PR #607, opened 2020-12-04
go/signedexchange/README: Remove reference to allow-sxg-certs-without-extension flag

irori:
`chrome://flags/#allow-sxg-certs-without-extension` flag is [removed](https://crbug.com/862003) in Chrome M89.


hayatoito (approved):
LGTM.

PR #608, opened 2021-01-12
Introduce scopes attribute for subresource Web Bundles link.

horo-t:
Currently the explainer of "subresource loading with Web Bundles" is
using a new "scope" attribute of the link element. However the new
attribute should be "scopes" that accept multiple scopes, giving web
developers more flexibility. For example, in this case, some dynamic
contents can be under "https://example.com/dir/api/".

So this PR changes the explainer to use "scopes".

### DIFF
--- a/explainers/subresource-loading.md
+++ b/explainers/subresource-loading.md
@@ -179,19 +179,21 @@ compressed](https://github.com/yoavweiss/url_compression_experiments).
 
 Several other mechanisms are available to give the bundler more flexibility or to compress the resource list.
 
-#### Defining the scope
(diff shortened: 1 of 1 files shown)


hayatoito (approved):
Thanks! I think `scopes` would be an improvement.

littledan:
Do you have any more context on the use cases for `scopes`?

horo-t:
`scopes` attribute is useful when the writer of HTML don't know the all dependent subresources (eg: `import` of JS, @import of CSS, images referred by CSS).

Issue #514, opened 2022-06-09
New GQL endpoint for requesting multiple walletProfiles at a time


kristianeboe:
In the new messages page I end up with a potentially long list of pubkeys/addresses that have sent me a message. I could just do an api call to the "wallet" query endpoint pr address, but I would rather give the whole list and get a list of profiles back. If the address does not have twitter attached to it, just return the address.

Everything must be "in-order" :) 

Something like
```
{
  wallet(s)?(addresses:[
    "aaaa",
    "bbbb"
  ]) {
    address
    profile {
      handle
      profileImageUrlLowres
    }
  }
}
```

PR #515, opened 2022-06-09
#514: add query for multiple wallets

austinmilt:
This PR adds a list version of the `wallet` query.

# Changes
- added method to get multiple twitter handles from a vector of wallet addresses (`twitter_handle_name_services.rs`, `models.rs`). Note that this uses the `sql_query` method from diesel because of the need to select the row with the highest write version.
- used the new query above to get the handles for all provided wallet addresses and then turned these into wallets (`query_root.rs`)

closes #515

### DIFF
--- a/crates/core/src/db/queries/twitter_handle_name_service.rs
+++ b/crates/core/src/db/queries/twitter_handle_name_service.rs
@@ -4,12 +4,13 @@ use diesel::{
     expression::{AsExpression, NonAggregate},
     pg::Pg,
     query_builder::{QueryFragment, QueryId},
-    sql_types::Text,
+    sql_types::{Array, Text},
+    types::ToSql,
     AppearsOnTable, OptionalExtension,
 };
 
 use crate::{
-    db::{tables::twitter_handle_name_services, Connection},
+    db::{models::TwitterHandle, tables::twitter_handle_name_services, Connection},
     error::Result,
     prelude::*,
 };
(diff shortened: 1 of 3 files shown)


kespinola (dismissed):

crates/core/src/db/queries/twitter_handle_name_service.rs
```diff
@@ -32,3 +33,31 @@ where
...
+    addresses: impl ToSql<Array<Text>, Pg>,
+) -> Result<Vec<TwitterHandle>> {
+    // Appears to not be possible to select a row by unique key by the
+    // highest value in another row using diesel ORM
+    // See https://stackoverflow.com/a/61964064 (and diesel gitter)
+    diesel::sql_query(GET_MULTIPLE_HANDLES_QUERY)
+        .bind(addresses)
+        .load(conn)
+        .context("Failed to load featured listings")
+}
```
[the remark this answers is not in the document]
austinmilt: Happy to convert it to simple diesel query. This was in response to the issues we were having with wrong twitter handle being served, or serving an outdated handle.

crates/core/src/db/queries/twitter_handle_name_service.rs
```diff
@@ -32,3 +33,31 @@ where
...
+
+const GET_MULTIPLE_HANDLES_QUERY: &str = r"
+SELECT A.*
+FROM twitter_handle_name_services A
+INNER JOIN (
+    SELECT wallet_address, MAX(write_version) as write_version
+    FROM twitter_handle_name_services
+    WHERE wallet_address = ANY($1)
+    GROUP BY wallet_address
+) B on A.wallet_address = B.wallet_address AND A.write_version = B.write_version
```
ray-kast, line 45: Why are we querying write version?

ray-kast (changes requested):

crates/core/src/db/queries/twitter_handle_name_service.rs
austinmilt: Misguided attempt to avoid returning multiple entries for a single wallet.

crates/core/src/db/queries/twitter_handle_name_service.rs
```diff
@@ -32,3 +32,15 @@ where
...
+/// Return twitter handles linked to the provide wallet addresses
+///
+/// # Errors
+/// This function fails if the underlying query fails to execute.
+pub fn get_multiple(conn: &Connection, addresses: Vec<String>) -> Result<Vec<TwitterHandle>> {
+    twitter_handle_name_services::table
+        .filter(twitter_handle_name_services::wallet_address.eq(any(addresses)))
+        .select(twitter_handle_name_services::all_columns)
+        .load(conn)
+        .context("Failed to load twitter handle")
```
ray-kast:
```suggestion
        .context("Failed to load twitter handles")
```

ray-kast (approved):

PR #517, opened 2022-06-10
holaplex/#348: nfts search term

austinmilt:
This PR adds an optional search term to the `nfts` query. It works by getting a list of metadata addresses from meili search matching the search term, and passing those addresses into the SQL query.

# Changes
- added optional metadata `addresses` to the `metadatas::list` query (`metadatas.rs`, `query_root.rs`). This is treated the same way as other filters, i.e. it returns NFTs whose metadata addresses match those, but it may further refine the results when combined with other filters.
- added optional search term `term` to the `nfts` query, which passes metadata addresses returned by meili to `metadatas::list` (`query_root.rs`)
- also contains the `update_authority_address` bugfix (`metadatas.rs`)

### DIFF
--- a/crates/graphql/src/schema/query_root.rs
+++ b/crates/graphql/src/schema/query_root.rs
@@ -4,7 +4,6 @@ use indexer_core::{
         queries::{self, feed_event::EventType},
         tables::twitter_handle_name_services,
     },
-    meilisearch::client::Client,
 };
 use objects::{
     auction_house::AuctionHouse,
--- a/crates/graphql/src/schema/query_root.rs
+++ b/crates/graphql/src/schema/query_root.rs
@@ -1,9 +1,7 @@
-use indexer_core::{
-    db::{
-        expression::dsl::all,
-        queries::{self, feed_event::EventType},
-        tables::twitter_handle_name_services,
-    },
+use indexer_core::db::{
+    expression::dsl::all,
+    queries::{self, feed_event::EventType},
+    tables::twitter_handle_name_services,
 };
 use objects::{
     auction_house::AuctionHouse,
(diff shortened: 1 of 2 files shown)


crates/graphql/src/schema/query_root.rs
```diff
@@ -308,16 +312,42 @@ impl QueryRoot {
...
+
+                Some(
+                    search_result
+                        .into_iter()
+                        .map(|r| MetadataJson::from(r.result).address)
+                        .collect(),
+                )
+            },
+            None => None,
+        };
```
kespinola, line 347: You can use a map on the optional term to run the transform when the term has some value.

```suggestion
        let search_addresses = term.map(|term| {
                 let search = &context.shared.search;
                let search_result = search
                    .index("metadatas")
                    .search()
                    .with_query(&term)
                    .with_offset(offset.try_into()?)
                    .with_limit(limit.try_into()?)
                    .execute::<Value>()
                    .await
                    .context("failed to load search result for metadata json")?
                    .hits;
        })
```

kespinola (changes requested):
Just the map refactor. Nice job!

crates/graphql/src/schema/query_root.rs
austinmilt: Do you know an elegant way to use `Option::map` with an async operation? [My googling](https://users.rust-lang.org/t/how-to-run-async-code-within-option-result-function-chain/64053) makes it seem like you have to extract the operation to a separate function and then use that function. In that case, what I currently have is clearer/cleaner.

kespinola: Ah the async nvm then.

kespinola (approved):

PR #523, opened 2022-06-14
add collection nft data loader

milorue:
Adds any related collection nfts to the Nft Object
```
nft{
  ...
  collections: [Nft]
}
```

→ **Your assignment**: In your response, reproduce the records exactly, every one.

→ **Answer below**:
PR #607, opened 2020-12-04
go/signedexchange/README: Remove reference to allow-sxg-certs-without-extension flag

irori:
`chrome://flags/#allow-sxg-certs-without-extension` flag is [removed](https://crbug.com/862003) in Chrome M89.


hayatoito (approved):
LGTM.

PR #608, opened 2021-01-12
Introduce scopes attribute for subresource Web Bundles link.

horo-t:
Currently the explainer of "subresource loading with Web Bundles" is
using a new "scope" attribute of the link element. However the new
attribute should be "scopes" that accept multiple scopes, giving web
developers more flexibility. For example, in this case, some dynamic
contents can be under "https://example.com/dir/api/".

So this PR changes the explainer to use "scopes".

### DIFF
--- a/explainers/subresource-loading.md
+++ b/explainers/subresource-loading.md
@@ -179,19 +179,21 @@ compressed](https://github.com/yoavweiss/url_compression_experiments).
 
 Several other mechanisms are available to give the bundler more flexibility or to compress the resource list.
 
-#### Defining the scope
(diff shortened: 1 of 1 files shown)


hayatoito (approved):
Thanks! I think `scopes` would be an improvement.

littledan:
Do you have any more context on the use cases for `scopes`?

horo-t:
`scopes` attribute is useful when the writer of HTML don't know the all dependent subresources (eg: `import` of JS, @import of CSS, images referred by CSS).

Issue #514, opened 2022-06-09
New GQL endpoint for requesting multiple walletProfiles at a time


kristianeboe:
In the new messages page I end up with a potentially long list of pubkeys/addresses that have sent me a message. I could just do an api call to the "wallet" query endpoint pr address, but I would rather give the whole list and get a list of profiles back. If the address does not have twitter attached to it, just return the address.

Everything must be "in-order" :) 

Something like
```
{
  wallet(s)?(addresses:[
    "aaaa",
    "bbbb"
  ]) {
    address
    profile {
      handle
      profileImageUrlLowres
    }
  }
}
```

PR #515, opened 2022-06-09
#514: add query for multiple wallets

austinmilt:
This PR adds a list version of the `wallet` query.

# Changes
- added method to get multiple twitter handles from a vector of wallet addresses (`twitter_handle_name_services.rs`, `models.rs`). Note that this uses the `sql_query` method from diesel because of the need to select the row with the highest write version.
- used the new query above to get the handles for all provided wallet addresses and then turned these into wallets (`query_root.rs`)

closes #515

### DIFF
--- a/crates/core/src/db/queries/twitter_handle_name_service.rs
+++ b/crates/core/src/db/queries/twitter_handle_name_service.rs
@@ -4,12 +4,13 @@ use diesel::{
     expression::{AsExpression, NonAggregate},
     pg::Pg,
     query_builder::{QueryFragment, QueryId},
-    sql_types::Text,
+    sql_types::{Array, Text},
+    types::ToSql,
     AppearsOnTable, OptionalExtension,
 };
 
 use crate::{
-    db::{tables::twitter_handle_name_services, Connection},
+    db::{models::TwitterHandle, tables::twitter_handle_name_services, Connection},
     error::Result,
     prelude::*,
 };
(diff shortened: 1 of 3 files shown)


kespinola (dismissed):

crates/core/src/db/queries/twitter_handle_name_service.rs
```diff
@@ -32,3 +33,31 @@ where
...
+    addresses: impl ToSql<Array<Text>, Pg>,
+) -> Result<Vec<TwitterHandle>> {
+    // Appears to not be possible to select a row by unique key by the
+    // highest value in another row using diesel ORM
+    // See https://stackoverflow.com/a/61964064 (and diesel gitter)
+    diesel::sql_query(GET_MULTIPLE_HANDLES_QUERY)
+        .bind(addresses)
+        .load(conn)
+        .context("Failed to load featured listings")
+}
```
[the remark this answers is not in the document]
austinmilt: Happy to convert it to simple diesel query. This was in response to the issues we were having with wrong twitter handle being served, or serving an outdated handle.

crates/core/src/db/queries/twitter_handle_name_service.rs
```diff
@@ -32,3 +33,31 @@ where
...
+
+const GET_MULTIPLE_HANDLES_QUERY: &str = r"
+SELECT A.*
+FROM twitter_handle_name_services A
+INNER JOIN (
+    SELECT wallet_address, MAX(write_version) as write_version
+    FROM twitter_handle_name_services
+    WHERE wallet_address = ANY($1)
+    GROUP BY wallet_address
+) B on A.wallet_address = B.wallet_address AND A.write_version = B.write_version
```
ray-kast, line 45: Why are we querying write version?

ray-kast (changes requested):

crates/core/src/db/queries/twitter_handle_name_service.rs
austinmilt: Misguided attempt to avoid returning multiple entries for a single wallet.

crates/core/src/db/queries/twitter_handle_name_service.rs
```diff
@@ -32,3 +32,15 @@ where
...
+/// Return twitter handles linked to the provide wallet addresses
+///
+/// # Errors
+/// This function fails if the underlying query fails to execute.
+pub fn get_multiple(conn: &Connection, addresses: Vec<String>) -> Result<Vec<TwitterHandle>> {
+    twitter_handle_name_services::table
+        .filter(twitter_handle_name_services::wallet_address.eq(any(addresses)))
+        .select(twitter_handle_name_services::all_columns)
+        .load(conn)
+        .context("Failed to load twitter handle")
```
ray-kast:
```suggestion
        .context("Failed to load twitter handles")
```

ray-kast (approved):

PR #517, opened 2022-06-10
holaplex/#348: nfts search term

austinmilt:
This PR adds an optional search term to the `nfts` query. It works by getting a list of metadata addresses from meili search matching the search term, and passing those addresses into the SQL query.

# Changes
- added optional metadata `addresses` to the `metadatas::list` query (`metadatas.rs`, `query_root.rs`). This is treated the same way as other filters, i.e. it returns NFTs whose metadata addresses match those, but it may further refine the results when combined with other filters.
- added optional search term `term` to the `nfts` query, which passes metadata addresses returned by meili to `metadatas::list` (`query_root.rs`)
- also contains the `update_authority_address` bugfix (`metadatas.rs`)

### DIFF
--- a/crates/graphql/src/schema/query_root.rs
+++ b/crates/graphql/src/schema/query_root.rs
@@ -4,7 +4,6 @@ use indexer_core::{
         queries::{self, feed_event::EventType},
         tables::twitter_handle_name_services,
     },
-    meilisearch::client::Client,
 };
 use objects::{
     auction_house::AuctionHouse,
--- a/crates/graphql/src/schema/query_root.rs
+++ b/crates/graphql/src/schema/query_root.rs
@@ -1,9 +1,7 @@
-use indexer_core::{
-    db::{
-        expression::dsl::all,
-        queries::{self, feed_event::EventType},
-        tables::twitter_handle_name_services,
-    },
+use indexer_core::db::{
+    expression::dsl::all,
+    queries::{self, feed_event::EventType},
+    tables::twitter_handle_name_services,
 };
 use objects::{
     auction_house::AuctionHouse,
(diff shortened: 1 of 2 files shown)


crates/graphql/src/schema/query_root.rs
```diff
@@ -308,16 +312,42 @@ impl QueryRoot {
...
+
+                Some(
+                    search_result
+                        .into_iter()
+                        .map(|r| MetadataJson::from(r.result).address)
+                        .collect(),
+                )
+            },
+            None => None,
+        };
```
kespinola, line 347: You can use a map on the optional term to run the transform when the term has some value.

```suggestion
        let search_addresses = term.map(|term| {
                 let search = &context.shared.search;
                let search_result = search
                    .index("metadatas")
                    .search()
                    .with_query(&term)
                    .with_offset(offset.try_into()?)
                    .with_limit(limit.try_into()?)
                    .execute::<Value>()
                    .await
                    .context("failed to load search result for metadata json")?
                    .hits;
        })
```

kespinola (changes requested):
Just the map refactor. Nice job!

crates/graphql/src/schema/query_root.rs
austinmilt: Do you know an elegant way to use `Option::map` with an async operation? [My googling](https://users.rust-lang.org/t/how-to-run-async-code-within-option-result-function-chain/64053) makes it seem like you have to extract the operation to a separate function and then use that function. In that case, what I currently have is clearer/cleaner.

kespinola: Ah the async nvm then.

kespinola (approved):

PR #523, opened 2022-06-14
add collection nft data loader

milorue:
Adds any related collection nfts to the Nft Object
```
nft{
  ...
  collections: [Nft]
}
```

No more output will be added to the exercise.